Re: iSCSI: Kerb auth issue 1 - checksum

[Bill Studenmund <wrstuden@wasabisystems.com>]

Sorry for the delay, I've been off-line for the holidays.

On Sun, 22 Dec 2002, Ofer Biran wrote:

> >> According to RFC1510 the server Kerberos implementation should
> >> maintain a cache of client name/timestamp for a window of the
> >> the allowable clock skew, this prevents a replay usage of
> >> the authenticator.

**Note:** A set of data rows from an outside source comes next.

PR #451, opened 2026-08-05
fix(adapters): folder deploy takes down the API; SSH channel drops mid-build

### LINKED ISSUE #448: [Bug] Folder deploy crashes the entire control plane: ENOENT lstat race in docker build context tar (Windows, pnpm monorepo)
## Summary
Deploying a local folder (large pnpm/turbo monorepo) on Windows crashes the **whole API process** — not just the build. The context packer hits a deterministic `ENOENT` on the same file every time, the tar-fs Pack emits an unhandled 'error' event, and the control plane exits.

## Environment
- Openship CLI **0.5.0** (npm install), bare mode via `openship up --foreground`, Node v24.11.1
- Windows 11 Pro, repo: pnpm workspaces + turbo monorepo (~85k files w/o node_modules), Dockerfile at repo root
- Project: `type docker`, local-folder source

## Repro
1. `openship project create --type docker --local-path <monorepo>` + `openship init`
2. `openship deploy`
3. Build starts → ~seconds later the API process dies. Reproduced twice back-to-back, same file both times.

## Log
```
[ioredis] Unhandled error event: AggregateError [ECONNREFUSED]
node:events:486
      throw er; // Unhandled 'error' event
Error: ENOENT: no such file or directory, lstat 'C:\Users\<u>\AppData\Local\Temp\openship-docker-context-AEUppo\.mcp.json.example'
Emitted 'error' event on Pack instance at:
    at Pack.destroy (...\node_modules\tar-stream\pack.js:202:17)
    at onstat (...\node_modules\tar-fs\index.js:101:26)
```
(second run: identical, temp dir `openship-docker-context-6Xqs2t`, same `.mcp.json.example`)

Notes:
- `.mcp.json.example` is a plain 345-byte tracked JSON file (not a symlink). `.mcp.json` (sibling) is gitignored; the file is NOT in `.dockerignore`. Looks like a race between the ignore-copy into the temp context dir and the tar walk (file listed by the walker, gone at lstat).
- Tested on a build that includes the v0.5.0 `.dockerignore` semantics fix (#370) — still crashes.

## Expected
1. A build-context error should fail the deployment, **never take down the API** (unhandled 'error' on the Pack stream).
2. The copy/tar pipeline shouldn't race on ignored-sibling patterns.

Happy to provide more logs or test a patch — this repo reproduces it 100%.

---

**Update:** root cause found and fixed in #451 — `applyDockerignore`'s parallel prune races the directory listing, and dockerode's tar-fs pack then `lstat`s a name that is already gone, emitting an unhandled `'error'` that takes the process down. Verified on the same repo: the control plane now survives the whole build.

cengalishen:
Two independent failures we hit deploying a local folder (large pnpm/turbo monorepo, Windows orchestrator → Ubuntu server). Both are reproducible and both are fixed here; each commit stands alone.

Fixes #448.

## 1. A missing context file kills the whole API

`prepareSourceTree` stages the repo, then `applyDockerignore` prunes it with `Promise.all` — a wide `.dockerignore` (every `*.md`, `.github/`, `.gitignore` …) fans out to hundreds of concurrent `rm`s. The directory listing can lag behind those deletes, so `readdir` still reports a name whose inode is gone. dockerode's tar-fs pack then `lstat`s it, emits an **unhandled** `'error'`, and the process exits:

```
Error: ENOENT: no such file or directory, lstat 'C:\…\openship-docker-context-AEUppo\.mcp.json.example'
    at Pack.destroy (tar-stream/pack.js:202:17)
    at onstat (tar-fs/index.js:101:26)
```

Not a failed build — the control plane goes down with it. Two narrow changes: prune sequentially so the tree and its listing stay in step, and verify each name still resolves before the list is handed to dockerode. A test pins the invariant (every returned entry exists after a pruning `.dockerignore`).

## 2. `remote channel closed without an exit status`

With #1 fixed the build ran, then died in `COPY --from=deps` and again during `next build`. `keepaliveCountMax: 10` (~150s) is short for a real build: a large `node_modules` copy or a Next.js compile pins disk/CPU for minutes with no channel traffic, sshd misses ten consecutive keepalive replies, and the client tears down a link that is only busy. Raised to 240 (~60m); the exec paths keep their own idle timeouts so liveness is still bounded.

## One more, not fixed here

After both fixes the image built successfully, but a build longer than **5 minutes** still lost its connection until I raised `DEFAULTS.idleTimeoutMs` in `apps/api/src/lib/ssh-manager.ts` locally. `touchIdleTimer` skips the timer while `retainCounts > 0`, so the mechanism exists — it looks like the server-build exec simply isn't retaining the connection for its duration. Bumping the default is the wrong fix, so I've left it out; you'll know the right place to `retain`/`release`. Happy to send it as a follow-up if you point me at it.

## Verification

Real deploy of a ~2000-package pnpm/turbo monorepo to a self-hosted Ubuntu server:

| | before | after |
|---|---|---|
| control plane during folder deploy | died within seconds, every attempt | stayed up through a 6-minute build |
| build | never reached Docker | image built and finalized |
| a failing build | took the API with it | reported as a build failure |

Also ran the isolated race repro (400 files + a wide `.dockerignore`): the old parallel prune leaves stale names in the listing, the new path doesn't.

### DIFF
--- a/packages/adapters/src/runtime/docker-build-context.test.ts
+++ b/packages/adapters/src/runtime/docker-build-context.test.ts
@@ -151,4 +151,31 @@ describe("createDockerBuildContext", () => {
     expect(context.dockerfileName).toBe("Dockerfile");
     expect(context.usesRepositoryDockerfile).toBe(true);
   });
+
+  /**
+   * dockerode's tar-fs pack `lstat`s every name in `contextEntries` and emits an
+   * unhandled 'error' event on a miss — which kills the API process, not just the
+   * build. A wide `.dockerignore` prunes many paths right before this list is
+   * read, so every returned name must still resolve.
+   */
+  it("only lists context entries that still exist after pruning", async () => {
+    const repo = await makeRepo("*.md\n.gitignore\ndocs\n");
+    await writeFile(join(repo, "README.md"), "# readme\n");
+    await writeFile(join(repo, "NOTES.md"), "# notes\n");
+    await writeFile(join(repo, ".gitignore"), "nothing\n");
+    await mkdir(join(repo, "docs"), { recursive: true });
+    await writeFile(join(repo, "docs", "guide.md"), "# guide\n");
+    await exec("git", ["-C", repo, "add", "-A", "-f"]);
+    await exec("git", ["-C", repo, "commit", "-q", "-m", "pruned files"]);
+
+    const context = await createDockerBuildContext(config(repo), {
+      requireRepositoryDockerfile: true,
+    });
+    cleanups.push(context.cleanup);
+
+    const onDisk = new Set(await readdir(context.contextDir));
+    for (const entry of context.contextEntries) expect(onDisk.has(entry)).toBe(true);
+    expect(context.contextEntries).not.toContain("NOTES.md");
+    expect(context.contextEntries).not.toContain("docs");
+  });
 });
--- a/packages/adapters/src/runtime/docker-build-context.ts
+++ b/packages/adapters/src/runtime/docker-build-context.ts
@@ -180,17 +180,21 @@ async function applyDockerignore(contextDir: string, config: BuildConfig): Promi
 
   const prune = async (currentPath: string): Promise<void> => {
     const entries = await readdir(currentPath, { withFileTypes: true });
-    await Promise.all(
-      entries.map(async (entry) => {
-        const absolutePath = join(currentPath, entry.name);
-        const relativePath = toPosixPath(relative(contextDir, absolutePath));
-        if (!buildFiles.has(relativePath) && matcher.ignores(relativePath)) {
-          await rm(absolutePath, { recursive: true, force: true });
-          return;
-        }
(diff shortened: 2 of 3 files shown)


cengalishen:
Thanks for closing #448 — just flagging that `main` still has the parallel prune, so I don't think the crash is fixed yet:

https://github.com/oblien/openship/blob/main/packages/adapters/src/runtime/docker-build-context.ts#L183

```js
await Promise.all(
  entries.map(async (entry) => {
    ...
    await rm(absolutePath, { recursive: true, force: true });
```

That's the window: the fan-out races the directory listing, `readdir` then names an entry whose inode is gone, and dockerode's tar-fs pack `lstat`s it and emits an unhandled `'error'` — which exits the process rather than failing the build. Last commit touching that file is from Jul 31.

This PR closes it (sequential prune + verify each entry before handing the list to dockerode, with a test), and also fixes the SSH channel drop that surfaced right after. No rush — happy to rebase or split it if that's easier to review.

Telnet does not bind the connection either,
> >> just the negotiation result (against m-i-m).
>
> >I'm sorry, are you saying we don't need this?
>
> In telnet m-i-m can take them down to no-encryption when the
> negotiation result would have been encryption. Here there is
> no negotiation result of that sort (well, we could have protected
> the AuthMethod negotiation itself, against being taken down from
> CHAP to Kerberos :-) but as I said with no IPsec m-i-m can hijack
> the connection after login anyway.
>
> For binding initiator/target/sessison_id/connection_id as you
> suggested - the cache of client name/timestamp protects against
> replaying the authenticator. Relying on such binding for not

That didn't parse.

> implementing the cache (i.e., I already have this
> sessison_id/connection_id from that initiator active, so it's a
> replay) has a replay risk in scenario of connection time shorter
> than the allowable clock skew of the authenticator timestamp
> (beside going against RFC1510 requirements).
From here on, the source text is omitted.